• WORK REQUIRED:
In the records below, find the lines that include "franckc" and copy each.

• RECORDS TO USE:
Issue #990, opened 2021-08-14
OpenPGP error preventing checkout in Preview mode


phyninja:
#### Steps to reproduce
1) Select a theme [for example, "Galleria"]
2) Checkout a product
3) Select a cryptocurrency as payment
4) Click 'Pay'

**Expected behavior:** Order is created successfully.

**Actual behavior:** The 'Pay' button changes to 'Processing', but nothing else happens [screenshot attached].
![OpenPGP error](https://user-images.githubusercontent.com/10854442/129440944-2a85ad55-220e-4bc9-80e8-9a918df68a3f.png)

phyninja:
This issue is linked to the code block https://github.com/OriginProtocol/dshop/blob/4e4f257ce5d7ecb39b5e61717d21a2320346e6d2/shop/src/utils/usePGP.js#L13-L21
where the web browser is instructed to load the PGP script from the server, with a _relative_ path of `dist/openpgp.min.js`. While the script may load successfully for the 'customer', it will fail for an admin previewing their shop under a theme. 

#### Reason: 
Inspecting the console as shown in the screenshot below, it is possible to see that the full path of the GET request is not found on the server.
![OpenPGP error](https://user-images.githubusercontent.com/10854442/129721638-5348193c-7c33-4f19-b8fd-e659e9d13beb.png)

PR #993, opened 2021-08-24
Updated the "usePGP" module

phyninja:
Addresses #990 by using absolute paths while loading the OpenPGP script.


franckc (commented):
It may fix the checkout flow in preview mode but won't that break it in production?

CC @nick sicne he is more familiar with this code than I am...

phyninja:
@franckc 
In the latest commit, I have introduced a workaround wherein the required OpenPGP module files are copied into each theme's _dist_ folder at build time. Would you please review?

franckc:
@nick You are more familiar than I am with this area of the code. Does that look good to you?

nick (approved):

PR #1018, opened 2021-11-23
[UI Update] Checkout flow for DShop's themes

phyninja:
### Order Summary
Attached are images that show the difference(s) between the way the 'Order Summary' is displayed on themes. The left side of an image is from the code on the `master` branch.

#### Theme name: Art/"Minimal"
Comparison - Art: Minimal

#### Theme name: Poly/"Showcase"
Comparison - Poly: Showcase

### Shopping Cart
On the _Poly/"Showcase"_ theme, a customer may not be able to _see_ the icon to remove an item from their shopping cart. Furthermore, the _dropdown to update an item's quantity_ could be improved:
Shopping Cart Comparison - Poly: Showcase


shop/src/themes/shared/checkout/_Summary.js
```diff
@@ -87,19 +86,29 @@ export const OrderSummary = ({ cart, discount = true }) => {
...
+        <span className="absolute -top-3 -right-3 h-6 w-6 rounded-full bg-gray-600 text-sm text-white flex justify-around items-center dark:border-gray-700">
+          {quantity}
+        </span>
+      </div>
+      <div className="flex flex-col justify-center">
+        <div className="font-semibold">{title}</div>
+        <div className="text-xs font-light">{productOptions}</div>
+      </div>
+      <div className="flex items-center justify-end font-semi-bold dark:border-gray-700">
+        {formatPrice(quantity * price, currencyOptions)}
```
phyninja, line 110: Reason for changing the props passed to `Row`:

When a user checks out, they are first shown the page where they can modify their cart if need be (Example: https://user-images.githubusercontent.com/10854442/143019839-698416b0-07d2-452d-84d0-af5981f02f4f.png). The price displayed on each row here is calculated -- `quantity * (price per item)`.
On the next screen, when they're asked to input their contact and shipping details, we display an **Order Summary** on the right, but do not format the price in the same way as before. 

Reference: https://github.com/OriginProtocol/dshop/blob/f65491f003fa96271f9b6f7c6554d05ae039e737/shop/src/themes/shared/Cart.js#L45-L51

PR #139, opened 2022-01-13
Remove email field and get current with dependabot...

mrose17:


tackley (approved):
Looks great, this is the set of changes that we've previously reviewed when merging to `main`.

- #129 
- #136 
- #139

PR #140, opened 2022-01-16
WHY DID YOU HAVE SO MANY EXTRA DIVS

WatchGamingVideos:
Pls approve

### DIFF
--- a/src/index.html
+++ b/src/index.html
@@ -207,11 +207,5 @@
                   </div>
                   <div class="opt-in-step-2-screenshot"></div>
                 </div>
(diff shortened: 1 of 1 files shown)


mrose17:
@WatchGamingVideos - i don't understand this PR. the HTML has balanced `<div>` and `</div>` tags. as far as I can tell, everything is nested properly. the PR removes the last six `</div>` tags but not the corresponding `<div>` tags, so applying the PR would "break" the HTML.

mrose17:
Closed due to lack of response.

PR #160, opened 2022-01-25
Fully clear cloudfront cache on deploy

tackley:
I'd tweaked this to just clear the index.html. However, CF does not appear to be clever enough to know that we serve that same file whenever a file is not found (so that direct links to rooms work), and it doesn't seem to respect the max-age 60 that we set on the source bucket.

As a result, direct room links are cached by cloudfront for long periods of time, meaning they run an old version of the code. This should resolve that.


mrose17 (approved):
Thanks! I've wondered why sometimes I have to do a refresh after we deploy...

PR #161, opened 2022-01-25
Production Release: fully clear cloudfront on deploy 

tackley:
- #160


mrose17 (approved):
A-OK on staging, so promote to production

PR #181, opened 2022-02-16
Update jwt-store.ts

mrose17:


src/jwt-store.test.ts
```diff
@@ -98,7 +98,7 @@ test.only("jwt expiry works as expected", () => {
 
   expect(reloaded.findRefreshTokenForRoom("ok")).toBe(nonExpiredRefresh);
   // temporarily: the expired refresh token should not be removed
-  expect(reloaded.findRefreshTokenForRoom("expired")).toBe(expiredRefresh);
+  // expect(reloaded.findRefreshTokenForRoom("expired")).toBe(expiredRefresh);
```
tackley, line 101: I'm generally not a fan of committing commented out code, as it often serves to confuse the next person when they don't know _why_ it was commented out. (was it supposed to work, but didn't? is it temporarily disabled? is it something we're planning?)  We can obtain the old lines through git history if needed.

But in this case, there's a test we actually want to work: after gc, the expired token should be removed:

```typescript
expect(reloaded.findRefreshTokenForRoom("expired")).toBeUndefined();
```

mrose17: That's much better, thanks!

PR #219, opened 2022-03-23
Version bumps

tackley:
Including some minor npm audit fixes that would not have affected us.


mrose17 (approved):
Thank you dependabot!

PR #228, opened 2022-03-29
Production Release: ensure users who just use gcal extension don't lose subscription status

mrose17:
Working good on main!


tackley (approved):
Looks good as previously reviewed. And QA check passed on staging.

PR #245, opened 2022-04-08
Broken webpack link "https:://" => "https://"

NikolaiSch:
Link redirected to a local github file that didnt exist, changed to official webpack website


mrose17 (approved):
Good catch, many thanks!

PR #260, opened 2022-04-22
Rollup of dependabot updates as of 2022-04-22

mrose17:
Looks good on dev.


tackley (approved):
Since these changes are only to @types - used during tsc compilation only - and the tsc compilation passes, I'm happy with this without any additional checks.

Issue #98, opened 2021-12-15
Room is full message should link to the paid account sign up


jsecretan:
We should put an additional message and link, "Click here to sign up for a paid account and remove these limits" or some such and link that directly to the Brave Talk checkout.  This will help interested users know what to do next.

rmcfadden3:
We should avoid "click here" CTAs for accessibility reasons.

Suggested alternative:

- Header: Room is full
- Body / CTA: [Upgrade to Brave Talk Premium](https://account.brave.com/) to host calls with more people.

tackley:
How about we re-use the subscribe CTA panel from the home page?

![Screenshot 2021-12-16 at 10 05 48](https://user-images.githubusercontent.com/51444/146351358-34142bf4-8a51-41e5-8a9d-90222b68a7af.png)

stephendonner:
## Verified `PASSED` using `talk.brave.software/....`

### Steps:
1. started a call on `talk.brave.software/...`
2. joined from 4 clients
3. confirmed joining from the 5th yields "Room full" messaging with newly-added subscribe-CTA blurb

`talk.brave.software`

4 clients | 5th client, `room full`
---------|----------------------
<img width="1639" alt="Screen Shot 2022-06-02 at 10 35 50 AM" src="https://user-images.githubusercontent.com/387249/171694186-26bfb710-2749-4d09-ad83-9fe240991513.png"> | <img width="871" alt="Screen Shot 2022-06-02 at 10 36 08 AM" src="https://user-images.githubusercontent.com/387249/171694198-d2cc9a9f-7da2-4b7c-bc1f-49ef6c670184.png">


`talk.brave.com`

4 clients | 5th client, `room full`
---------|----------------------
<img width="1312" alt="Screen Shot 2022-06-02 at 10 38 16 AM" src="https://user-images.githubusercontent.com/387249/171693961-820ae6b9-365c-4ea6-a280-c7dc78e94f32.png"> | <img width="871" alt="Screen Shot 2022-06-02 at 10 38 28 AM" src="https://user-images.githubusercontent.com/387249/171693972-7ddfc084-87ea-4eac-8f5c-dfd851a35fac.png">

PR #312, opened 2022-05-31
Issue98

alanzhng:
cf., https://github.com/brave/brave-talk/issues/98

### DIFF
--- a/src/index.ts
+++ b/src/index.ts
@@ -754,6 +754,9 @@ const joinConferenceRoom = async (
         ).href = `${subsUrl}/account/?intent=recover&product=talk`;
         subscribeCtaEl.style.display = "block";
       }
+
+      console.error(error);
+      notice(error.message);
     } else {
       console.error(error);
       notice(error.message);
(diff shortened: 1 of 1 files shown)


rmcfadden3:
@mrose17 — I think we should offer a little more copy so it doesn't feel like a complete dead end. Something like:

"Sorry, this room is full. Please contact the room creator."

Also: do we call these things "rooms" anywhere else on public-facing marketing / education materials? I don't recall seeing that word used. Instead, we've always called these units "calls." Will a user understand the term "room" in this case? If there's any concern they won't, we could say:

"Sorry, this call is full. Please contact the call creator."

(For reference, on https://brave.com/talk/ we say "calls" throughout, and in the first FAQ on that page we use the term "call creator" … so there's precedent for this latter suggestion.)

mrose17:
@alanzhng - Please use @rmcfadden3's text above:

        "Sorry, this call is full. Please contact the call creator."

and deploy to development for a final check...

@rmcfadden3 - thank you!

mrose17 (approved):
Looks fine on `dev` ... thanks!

• WRITTEN SOLUTION:
franckc (commented):
@franckc 
franckc:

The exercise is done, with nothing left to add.